I felt the plastic shackles fall from my wrists. By the time I had picked up my wooden weapons, the door had clanged shut behind the guards. I looked over at Sara. She was rolling up the sleeves of her camouflage jacket. She drew one of them across her forehead. I noticed how thin her forearms were. Surely she hadn’t given up the daily sessions in the gym that she had started in London.

‘Any idea where we should head?’ she asked, peering ahead.

Loud barking broke out to the right. I listened and thought I could make out three dogs. Either Caesar had a couple of friends or Cerberus was lying in wait for us.

‘Let’s go to the left,’ I said.

‘Why not? Capitalism’s dead and buried, after all.’

I raised an eyebrow and set off through the mud, glancing up at the figures on the viewing platform where we had been.
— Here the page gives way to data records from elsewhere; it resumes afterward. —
PR #971, opened 2025-03-20
types: add performance attribute structures

ikegami-t:
These for the performance characteristics feature: 1Ch.


src/nvme/types.h
```diff
@@ -21,6 +21,8 @@
  * NVMe standard definitions
  */
 
+#define NVME_UUID_LEN 16
```
igaw, line 24: I've just fixed up the includes path directives. So here you could just include the util.h header instead.

```c
#include <nvme/util.h>
```

src/nvme/types.h
```diff
@@ -5997,6 +5999,75 @@ enum nvme_apst_entry {
...
+ * @rsvd3:	Reserved
+ * @id_list:	Performance attribute identifier list
+ * @rsvd1024:	Reserved
+ */
+struct nvme_perf_attr_id_list {
+	__u8 attrtyp;
+	__u8 msvspa;
+	__u8 usvspa;
+	__u8 rsvd3[13];
+	struct nvme_perf_attr_id id_list[1008];
```
igaw, line 6037: Isn't the range from [0xc, 0xff], so 63?

src/nvme/types.h
```diff
@@ -5997,6 +5999,75 @@ enum nvme_apst_entry {
...
+
+/**
+ * struct nvme_vs_perf_attr - Vendor specific performance attribute structure
+ * @paid:	Performance attribute identifier
+ * @rsvd16:	Reserved
+ * @attrl:	Attribute Length
+ * @vs:		Vendor specific
+ */
+struct nvme_vs_perf_attr {
+	struct nvme_perf_attr_id paid;
```
igaw, line 6049: Are you sure we want to model it this way? From the spec I would just use ` __u8 paid[NVME_UUID_LEN]` directly. 

Should `nvme_perf_attr_id` exist as it is not really directly as data struct defined in the spec? I'd like to stick as close as possible to the spec and don't come up with our own data structs. While I agree in this case here it would make sense (and it is cleaner), I think it would be better to stick to the spec. 

I can be convinced to do add it though. Thoughts? @keithbusch

src/nvme/types.h
ikegami-t: Just tried but still the error output as the struct nvme_ctrl_list used in `nvme/util.h` but the structure data itself defined in the `nvme/types.h` including the header file.
```sh
tokunori@tokunori-desktop:~/nvme-cli/subprojects/libnvme$ make -j32
meson compile -C .build
ninja: Entering directory `/home/tokunori/nvme-cli/subprojects/libnvme/.build'
[1/77] Compiling C object test/test-psk.p/psk.c.o
FAILED: test/test-psk.p/psk.c.o 
cc -Itest/test-psk.p -Itest -I../test -I. -I.. -Iccan -I../ccan -Isrc -I../src -Iinternal -I../internal -I/usr/local/include -I/usr/local/include/json-c -fdiagnostics-color=always -D_FILE_OFFSET_BITS=64 -Wall -Winvalid-pch -std=gnu99 -O2 -g -fomit-frame-pointer -D_GNU_SOURCE -MD -MQ test/test-psk.p/psk.c.o -MF test/test-psk.p/psk.c.o.d -o test/test-psk.p/psk.c.o -c ../test/psk.c
In file included from ../src/nvme/types.h:25,
                 from ../src/nvme/ioctl.h:16,
                 from ../src/nvme/linux.h:14,
                 from ../test/psk.c:7:
../src/nvme/util.h:107:33: warning: ‘struct nvme_ctrl_list’ declared inside parameter list will not be visible outside of this definition or declaration
  107 | void nvme_init_ctrl_list(struct nvme_ctrl_list *cntlist, __u16 num_ctrls,
      |                                 ^~~~~~~~~~~~~~
...
```

src/nvme/types.h
ikegami-t: Yes sorry for the error.

ikegami-t:
Fixed the review comments and rebased but the UUID changes still remained for the build error as mentioned. Thank you.

src/nvme/types.h
igaw: Oh, so it's a cyclic dependency. Hmm, maybe in this case we should indeed move it to types.h but I think we should also move the other definition (`NVME_UUID_LEN_STRING`) in this case. I'll look into it tomorrow.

‘See you at the far side,’ I shouted. That provoked raucous laughter. Screw them, I wasn’t giving up without a fight.

As we approached the first pair of buildings, I saw a long spear wave above the roof and heard muffled commands.

We were expected.

Thirty-One

Rudi Crane was in Hercules-1, the company Learjet, en route to New York’s La Guardia airport. He was working at his computer, running an eye over the balance sheets from the various divisions. He was gratified to see that activities in the Far East were coming in above projected earnings, while the Middle East was running at its usual excellent levels. Even domestic business was up, proving that some things really were recession-proof. Private security was expanding at a rate that surprised many, but not Crane. It had been obvious to him for years that an economic crash would increase the gap between rich and poor, giving Hercules a golden opportunity to ensure that customers felt safe in their gated communities, places of work and country clubs. Investments that he’d made years ago were now bearing fruit-for which, as always, the Lord was to be thanked.